A tried-and-tested recipe for Char Siu Bao, a Chinese dim sum stuffed bun that’s famous for its fluffy, cotton-like wrapper and saucy Char Siu filling. Many cooking tips and a tutorial video are included.
What makes Char Siu Bao special
I’ve recently conducted a survey on my Instagram stories about Chinese dim sum dishes. Not surprisingly, Char Siu Bao (BBQ Pork Buns, 叉烧包) was among the favourite choices. In Canton, China where dim sum originated, it’s considered one of the “Four Heavenly Kings of Dim Sum (早茶四大天王)” that you must order at a Yum Cha restaurant (The other three are Har Gow, Shumai and Egg Tart).
Compared to regular Chinese bao buns, dim sum style Char Siu Bao has distinctly different features:
- The cooked wrapper has an extra light and fluffy texture. It also has a noticeably sweeter taste.
- The filling is cooked before wrapping. Apart from the meat Char Siu (Chinese BBQ pork), it also contains a jelly-like dark sauce which becomes runny after steaming.
- After steaming, the bao opens up on the top revealing the appetising filling.
How to make the filling
As I mentioned above, the filling for Char Siu Bao is a mixture of two elements: coarsely chopped Char Siu and a jelly like sauce. Since there is a cooling process involved, I suggest you make the filling before you start working on the dough.
Here is what you need to do:
- Fry sliced onion in a little oil until golden and fragrant.
- Add water, oyster sauce, Char Siu sauce and dark soy sauce. Leave to boil and infuse for 30 seconds. Then remove the onion with a slotted spoon.
- Pour in the mixture of tapioca starch (or corn starch) and water. Over lowest heat, stir constantly as the liquid solidifies. Once it turns into jelly, transfer out to cool.

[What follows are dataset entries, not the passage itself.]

Issue #1004, opened 2026-08-26
epic: RC52 battery runtime characterisation


Strycher:
Shippable deliverable: a measured RC52 runtime figure, directly comparable to the RC32 baseline (#833) and the RCC6 run (#903).

## Why this is its own Epic

#833 measured RC32 (ESP32-S3) at **21 h 34 m / ~116 mA average**. The INA228 on the bench has already caught RC52 on battery at **~10–16 mA** — a 7–10x difference that, if it holds, is the single most useful number this board produces. It is also a week-long run rather than an overnight one, so it needs its own tracking rather than riding on the bring-up epic.

## Prerequisites — both are real blockers, not incidental fixes

| | |
|---|---|
| Cutoff | `AUTO_SHUTDOWN_MILLIVOLTS` is **absent** on RC52. Without it the shutdown path compiles out, the run has no defined endpoint, and the cell is pulled below safe voltage instead of the board stopping itself. Same blocker #878 fixed for RCC6. |
| Telemetry | `OFFBAND_POWER_TELEMETRY` (#889) is what emits the `[pwr]` line. It must be on `firmware-base` so the burn image is reproducible from a branch rather than from an unmerged worktree. |

## Method — matched to #833 so the numbers are comparable

Same 2500 mAh cell, same 3400 mV cutoff, same role (**BLE companion, display active**), same external instrumentation: Feather UART sniffer plus MAX17048, now with an INA228 adding load current that #833 did not have.

Runtime is defined as #833 defines it — *last `[pwr]` timestamp − first on-battery `[pwr]` timestamp*. T0 is the USB unplug, identifiable in the log as `[ina] ma` going positive.

## Known uncontrolled differences — state these with the result

- **MCU family.** nRF52840 + DC/DC (both inductors fitted) against RC32's ESP32-S3. This is most of what the comparison measures.
- **Diag build.** The burn image is a `_diag` env, so the UART mirror is streaming continuously. #833 was also `_ble_diag`, so this is matched rather than controlled.
- **Display state must be pinned at T0.** A 45.7 mA sample on 2026-08-25 against ~10 mA on 2026-08-26 suggests display state varies. #833 was explicitly "display active".

## Definition of done

Every criterion has a recorded result — pass, fail, or N/A-with-reason. A measured runtime, the discharge curve, the average current, and a written comparison against #833 and #903, in `docs/radiocore/measurements/`.

Epic closure is a HUMAN ONLY gate.

[...]

Issue #878, opened 2026-08-19
task: add AUTO_SHUTDOWN_MILLIVOLTS=3400 to the RCC6 BLE companion envs


Strycher:
The RCC6 defines no `AUTO_SHUTDOWN_MILLIVOLTS`, and there is no shared default — `[verified: grep across variants/ and platformio.ini; only heltec_rc32 sets it, on three envs]`.

## Why it matters now

#833 measured RC32 runtime as **21 h 35 m to auto-shutdown** — a time-to-a-specific-voltage, terminating at `AUTO_SHUTDOWN_MILLIVOLTS=3400`. An RCC6 discharge run is about to start on the **same 2500 mAh cell** for a direct board-to-board comparison.

Without the same cutoff the RCC6 run terminates at a different endpoint — or does not auto-shutdown at all — and the two numbers are not comparable no matter how well the role matches. The comparison is the entire point of the run.

## Change

Add `-D AUTO_SHUTDOWN_MILLIVOLTS=3400` to the RCC6 **BLE companion** envs, mirroring where RC32 scopes it:

| RC32 env | RCC6 equivalent |
|---|---|
| `heltec_rc32_companion_radio_ble` | `heltec_rcc6_companion_radio_ble` |
| `heltec_rc32_companion_radio_ble_diag` | `heltec_rcc6_companion_radio_ble_diag` |
| `heltec_rc32_without_display_companion_radio_ble` | *(no RCC6 equivalent)* |

RC32 deliberately does **not** set it on repeater, room_server or USB-companion envs — those are mains/solar/USB-powered roles. Same reasoning applies here, so this is scoped to the two BLE envs and no others.

## Run parameters this enables

Matching #833 as closely as the hardware allows: `heltec_rcc6_companion_radio_ble_diag`, BLE companion, display active, same 2500 mAh cell, same 3400 mV cutoff. GPS is inherently matched (RCC6 has none).

**Known uncontrolled difference:** the RCC6 bit-bangs its panel over software SPI (no free SPI peripheral — #806), where RC32 uses hardware SPI. That CPU cost is arguably part of what the comparison measures rather than a confound, but it should be stated when the result is reported.

Parent: #624.

PR #1006, opened 2026-08-26
task(#1005): AUTO_SHUTDOWN_MILLIVOLTS=3400 on the RC52 BLE companion envs

### LINKED ISSUE #1005: task: AUTO_SHUTDOWN_MILLIVOLTS=3400 on the RC52 BLE companion envs
`AUTO_SHUTDOWN_MILLIVOLTS` does not appear anywhere in `variants/heltec_rc52/platformio.ini` — zero occurrences on `firmware-base`. RC32 and RCC6 both carry it at 3400.

## Why this blocks the burn (#1004)

Quoting #903, which hit the identical blocker on RCC6:

> without the cutoff the run had **no endpoint** (the shutdown path compiles out when the macro is undefined)

Two consequences:

1. **No comparable termination.** #833 terminated at *exactly* 3400 mV, cleanly, still routing traffic. Without the macro the RC52 run ends in an undefined brownout, which is not the same measurement.
2. **Cell damage.** The run pulls the LiPo below safe voltage instead of the board stopping itself. `PWRMGT_VOLTAGE_BOOTLOCK=3300` does **not** cover this — that is the *boot* gate (`checkBootVoltage()`), a different mechanism that only acts at startup.

## Scope — BLE companion envs only, mirroring the fleet convention

Established placement, verified on `firmware-base`:

| Board | Envs carrying the cutoff |
|---|---|
| RC32 | `companion_radio_ble`, `without_display_companion_radio_ble`, `companion_radio_ble_diag` |
| RCC6 | `companion_radio_ble` (#878) |

So RC52 gets it on `[env:heltec_rc52_companion_radio_ble]` and `[env:heltec_rc52_without_display_companion_radio_ble]`. The `_diag` and `_diag_nobuf` envs inherit it through `extends`, so it is **not** duplicated there.

Deliberately **not** applied to:
- **USB companion envs** — tethered by definition; there is no cell to protect.
- **Repeater / room server** — typically mains or solar. Self-shutdown on a voltage dip is worse behavior than continuing, and changing that is a fleet-wide policy decision, not a side effect of a battery test.

## Value

**3400 mV**, matching RC32 and RCC6 so the three RadioCore runtimes are directly comparable. The in-tree nRF52 boards (`lilygo_techo`) use 3300; comparability was judged the stronger argument, and the divergence is recorded here deliberately.

## Definition of done

Builds clean on the affected envs, macro confirmed present in the generated build flags, change is on `firmware-base` before the #1004 burn image is built.

Strycher:
Adds the runtime battery cutoff the RC52 discharge run ([#1004](https://github.com/OffbandMesh/meshcore-firmware/issues/1004)) needs to have an endpoint at all. Closes [#1005](https://github.com/OffbandMesh/meshcore-firmware/issues/1005).

## What was wrong

`AUTO_SHUTDOWN_MILLIVOLTS` appeared **nowhere** in `variants/heltec_rc52/platformio.ini` — zero occurrences on `firmware-base`. The shutdown path compiles out when the macro is undefined, so a discharge run had no defined termination and would pull the cell below safe voltage instead of the board stopping itself. Same blocker [#878](https://github.com/OffbandMesh/meshcore-firmware/issues/878) cleared for RCC6.

`PWRMGT_VOLTAGE_BOOTLOCK` (3300) does **not** cover this — that is the boot gate in `checkBootVoltage()`, a different mechanism that only acts at startup.

## The change

`-D AUTO_SHUTDOWN_MILLIVOLTS=3400` on the two **BLE companion** envs — with-display and without-display. `_diag` and `_diag_nobuf` inherit through `extends`, so it is not duplicated.

**3400 for comparability.** It is what makes the three RadioCore runtimes mean anything against each other:

| Board | MCU | Runtime to 3400 mV | Avg current |
|---|---|---|---|
| RC32 | ESP32-S3 | 21 h 34 m 31 s | ~116 mA |
| RCC6 | ESP32-C6 | 43 h 21 m 55 s | ~58 mA |
| RC52 | nRF52840 | *this PR enables it* | ~10–16 mA observed |

The in-tree nRF52 boards (`lilygo_techo`) use 3300; the divergence is deliberate and documented inline.

**Not applied** to USB companion envs (tethered, no cell to protect) or repeater/room_server (mains or solar — self-shutdown on a dip is worse behavior than continuing). This matches RC32 and RCC6, which exclude the same roles.

## Verification

Confirmed from the **resolved compiler defines** (`pio run -t idedata`), not read off the ini:

```
AUTO_SHUTDOWN_MILLIVOLTS=3400   <- this PR
OFFBAND_POWER_TELEMETRY         <- via #1003
OFFBAND_FORCE_CAPLOG
OFFBAND_LOG_MIRROR_UART=1
```

The macro resolves **once** in `heltec_rc52_companion_radio_ble_diag`, proving the `extends` inheritance rather than assuming it. Builds SUCCESS on all three affected envs (`..._companion_radio_ble`, `..._companion_radio_ble_diag`, `..._without_display_companion_radio_ble`).

## Gemini adversarial gate — 5 findings, all dispositioned

| # | Finding | Disposition |
|---|---|---|
| 1 | `extends` works; duplicate `-D` harmless | No defect; matches the empirical check |
| 2 | `;` comments inside `build_flags` "will break the build" | **Refuted.** Three envs build SUCCESS with them, RC32 already uses this pattern throughout, and the resolved defines are clean |
| 3 | 3400 above the 3300 boot gate causes a brownout boot loop | **Refuted by the code.** Below 3300 `checkBootVoltage()` calls `initiateShutdown()` → SYSTEMOFF, so it cannot loop; 3.3–3.4 V is far above the nRF52840's ~1.7 V brownout; and the stated mechanism had cell relaxation moving the wrong way. RC52 is the only board carrying both gates, so the analysis is recorded inline rather than left implicit |
| 4 | Excluding repeater/room_server is "indefensible" — a battery repeater runs its cell flat | **Referred to the owner, not silently dismissed.** The point is fair, but RC32 and RCC6 exclude these roles too, so this PR matches convention rather than opening a new gap. Widening it is a fleet-wide policy change |
| 5 | Single unaveraged ADC sample against a nominal 4.90 divider | **Accepted as caveats.** Tracked on [#982](https://github.com/OffbandMesh/meshcore-firmware/issues/982) and [#857](https://github.com/OffbandMesh/meshcore-firmware/issues/857). ±3.5% is ±119 mV at 3400, so **"3400" is nominal per board, not actual** — the MAX17048 reading at termination is the honest cross-board figure and will be reported alongside the runtime |

## Scope

One file, one macro, two envs. No source changes, no shared-driver changes, no behavior change on any board other than RC52 BLE companions.

Epic #1004 stays open and carries the burn.

### DIFF
--- a/variants/heltec_rc52/platformio.ini
+++ b/variants/heltec_rc52/platformio.ini
@@ -290,13 +290,21 @@ build_flags =
   ; once in checkBootVoltage() at startup; this acts during the run.
   ;
   ; RC52 is the only board in the fleet carrying BOTH (RC32/RCC6 have no boot
-  ; gate), so the interaction was reviewed rather than assumed. A cutoff ABOVE
-  ; the boot gate cannot boot-loop the board: below 3300 checkBootVoltage()
-  ; calls initiateShutdown() and the part enters SYSTEMOFF, and between 3300
-  ; and 3400 it boots and then shuts down cleanly again on the runtime path.
-  ; Neither is a brownout -- the nRF52840 browns out near 1.7 V, far below
-  ; both numbers. The visible effect is a short boot/shutdown cycle on a
-  ; near-flat cell, not damage. [reviewed 2026-08-26, #1005]
+  ; gate). The cutoff cannot boot-loop the board -- below 3300
+  ; checkBootVoltage() calls initiateShutdown() and the part enters SYSTEMOFF,
+  ; and the nRF52840 browns out near 1.7 V, far below either number.
+  ;
+  ; But do NOT read those two as the whole picture, because a THIRD gate runs
+  ; before both of them and is the one that actually fires:
+  ; SafeBoot::checkAndMaybeSleep() (simple_repeater/main.cpp, before
+  ; board.begin()) is compiled in on this board -- PIN_VBAT_READ is defined
+  ; above, which satisfies the SafeBoot.cpp gate -- and it sleeps below
+  ; SLEEP_MV 3400, higher than the 3300 bootlock and equal to this cutoff.
+  ; The board therefore never reaches begin() in the 3300-3400 band, which
+  ; makes PWRMGT_VOLTAGE_BOOTLOCK effectively unreachable: armed protection
+  ; that reads as live and is not. Three thresholds, three mechanisms, no
+  ; single owner. Being fixed as one coherent policy in #1007 (under #882) --
+  ; do not tune any of these three in isolation. [verified 2026-08-26, #1005]
   -D AUTO_SHUTDOWN_MILLIVOLTS=3400
 build_src_filter = ${Heltec_RC52_with_display.build_src_filter}
   +<helpers/nrf52/SerialBLEInterface.cpp>
--- a/variants/heltec_rc52/platformio.ini
+++ b/variants/heltec_rc52/platformio.ini
@@ -273,6 +273,31 @@ build_flags =
   -D MAX_GROUP_CHANNELS=40
   -D BLE_PIN_CODE=123456
   -D OFFLINE_QUEUE_SIZE=256
+  ; Battery cutoff. The firmware shuts the board down cleanly at this reading
+  ; rather than running the cell flat -- without it the shutdown path compiles
+  ; out entirely and a discharge run has no defined endpoint (#1005).
+  ;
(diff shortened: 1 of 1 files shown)


Strycher:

- Coarsely chop Char Siu into small pieces. Add to the sauce then mix well to evenly combine. Have you tried making Char Siu yourself? If not, I highly recommend you give it a try following my Easy Char Siu recipe.

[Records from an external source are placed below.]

PR #29, opened 2018-10-01
add flow starts

nicpottier:
depends on rapidpro pr which is incoming.


nicpottier:
also needs more testing.

nicpottier:
now with testing!

nicpottier:
merging because I want to push to staging but still want eyes on this.

PR #56, opened 2018-12-21
✨ Update to latest goflow

rowanseymour:


Gopkg.lock
```diff
@@ -2,158 +2,203 @@
 
 
 [[projects]]
+  digest = "1:5e79f7a65816b2ba311439df21c9b24af91868cbb5d67489be6d94be2cccb286"
```
rowanseymour, line 5: looks like newer `dep` adds some extra stuff

nicpottier:
This isn't a go module setup though is it? IE, you aren't using https://github.com/golang/go/wiki/Modules on the mailroom side but still dep right?

rowanseymour:
@nicpottier no this is leaving mailroom as a non-module project but being able to use goflow as a module.. was assuming that's what you wanted for now

Issue #60, opened 2019-01-10
Add Surveyor Support


nicpottier:
Allow surveyor results to be posted to mailroom endpoint
 * [x] set up test harness, submit basic fully valid submissions
 * [ ] deal with modifiers on groups / fields that no longer exit
 * [x] deal with modifiers that have no associated events (ie, removal from group that exists in db but wasn't in surveyor)

nicpottier:
So @rowanseymour remind me again our discussion around modifiers? One goal is to get the contact in the right state to pass to the hooks that process the events on a session (IE, merge the events with those that occurred) but I think another was also to bring up events which wouldn't have otherwise caused any action right?

The example I can think of is removal of the contact from a group (that the contact was never added to in surveyor). In that case, there is no event since we are recording state change, BUT, that modifier may generate an event if the DB contact was indeed in that group, correct? Just making sure I'm thinking of this right.

Only oddity is we do have the possibility of duplicating some of this work, in that we will run through the contact modifying events both with the modifiers that generate events but also when processing the normal flow events. Guess I could just filter those out though to prevent that since our contact is in the final state at that point anyways.

nicpottier:
So I took care of the modifier case.. I think the only missing piece to this being complete is being able to deal with events / sessions that  have references to fields / groups that no longer exist. We parse these one by one, so I *could* just throw away any that throw an error when being unmarshalled, but that seems a bit too coarse. If feels to me like the validation step either needs to be separate (first you unmarshal, then you validate?) or we need some kind of type error for "missing fields / groups" so that I can deal with those differently. IE, I don't want to silently throw away events that return an error when unmarshalling as maybe they are failing for more serious errors. (bad format, whatever else)

rowanseymour:
In theory everything in the session blob should be readable after assets have ceased to exist. Things like events and triggers only ever contain references to assets which are only resolved if/when needed at execution time.

Exceptions are `Contact` and `Input`. They might be need to be resolved in an expression and currently `Resolve` isn't aware of things like assets.. so they resolve their assets at load time. In the case of `Contact` being loaded with a session, there is an argument `strict` which is set to `false` and means we don't error if a field or group is missing.

Do agree that it would be nice if this was more explicitly different to other kids of loading errors.

And looking at the code now... it looks like we still might blow up in the following cases:

- loading `session.input.channel` if channel no longer exists
- loading `session.contact.urns` if channel no longer exists

[...]

PR #65, opened 2019-01-27
📋 allow submission of surveyor flows, add tests

nicpottier:
Still missing is how we deal with events / modifiers that fail validation due to groups no longer existing in the database, but otherwise complete.

Fixes: #60

### DIFF
--- a/web/surveyor/surveyor.go
+++ b/web/surveyor/surveyor.go
@@ -147,7 +147,7 @@ func handleSubmit(ctx context.Context, s *web.Server, r *http.Request) (interfac
 	}
 
 	// create our sprint
-	sprint := engine.NewSprintWithValues(contactModifiers, modifierEvents)
+	sprint := engine.NewSprint(contactModifiers, modifierEvents)
 
 	// write our session out
 	tx, err := s.DB.BeginTxx(ctx, nil)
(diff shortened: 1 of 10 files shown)


web/surveyor/surveyor.go
```diff
@@ -52,53 +64,130 @@ func handleSurveyorSubmit(ctx context.Context, s *web.Server, r *http.Request) (
...
 		}
 		sessionEvents = append(sessionEvents, event)
 	}
 
+	// and our modifiers
+	contactModifiers := make([]flows.Modifier, 0, len(request.Modifiers))
+	for _, m := range request.Modifiers {
+		modifier, err := modifiers.ReadModifier(assets, m)
+		if err != nil {
+			return nil, http.StatusBadRequest, errors.Wrapf(err, "error unmarshalling modifier: %s", string(m))
```
rowanseymour, line 99: to be clear, `ReadModifier` currently might fail for reasons besides unmarshalling - i.e. can't find an asset

rowanseymour (approved):

web/surveyor/surveyor.go
nicpottier: Yep, see PR comment. :)

PR #111, opened 2019-03-08
👐Add support to handle welcome message event as noop

norkans7:
In addition to 
https://github.com/nyaruka/courier/pull/222
https://github.com/nyaruka/rapidpro/pull/2347

to address https://github.com/rapidpro/rapidpro/issues/883

### DIFF
--- a/handler/worker.go
+++ b/handler/worker.go
@@ -335,12 +335,6 @@ func HandleChannelEvent(ctx context.Context, db *sqlx.DB, rp *redis.Pool, eventT
 		return nil, errors.Errorf("unknown channel event type: %s", eventType)
 	}
 
-	// no trigger, noop, move on
-	if trigger == nil {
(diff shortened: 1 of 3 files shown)


handler/worker.go
```diff
@@ -327,6 +328,9 @@ func HandleChannelEvent(ctx context.Context, db *sqlx.DB, rp *redis.Pool, eventT
 	case models.MOCallEventType:
 		trigger = models.FindMatchingMOCallTrigger(org, modelContact)
 
+	case models.WelcomeMessateEventType:
+		trigger = nil
+
```
nicpottier, line 334: So I think this is right, but we need to move the `trigger == nil` stuff below to actually be below where we update preferred URN and calculate dynamic groups. That way we know the new contact case will be dealt with.

nicpottier (changes requested):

- Onion is only used for flavouring the sauce so it’s removed before pouring in the starch water. That said, I sometimes chop it small and keep it in the filling. Please feel free to do so if you wish.
- If you’re allergic to seafood and wish to exclude oyster sauce, try looking for its vegetarian alternative which is labelled as “mushroom vegetarian stir-fry sauce”.
- I use the Char Siu sauce made by Lee Kum Kee/李锦记 which is widely available in Chinese/Asian supermarkets. It adds an aromatic, sweet taste to the filling. However, you may skip it if unavailable. In this case, increase the volume of oyster sauce accordingly.
How to make the dough
Making of Chinese style yeast dough is easy as the ingredients are common and no extensive kneading is required. However, it can be quite challenging and tricky to get it perfect (I know many of my blog readers are perfectionists like me).
Two regular dough recipes
In my previous recipes for bao/buns, I introduced two approaches: For Sheng Jian Bao and Steamed Bao Bun, I use a traditional, yeast-only method which requires double proofing. For Mantou and Gua Bao, I use both yeast and baking powder to reduce proofing to once only. These two methods are interchangeable and both can be used to make Char Siu Bao.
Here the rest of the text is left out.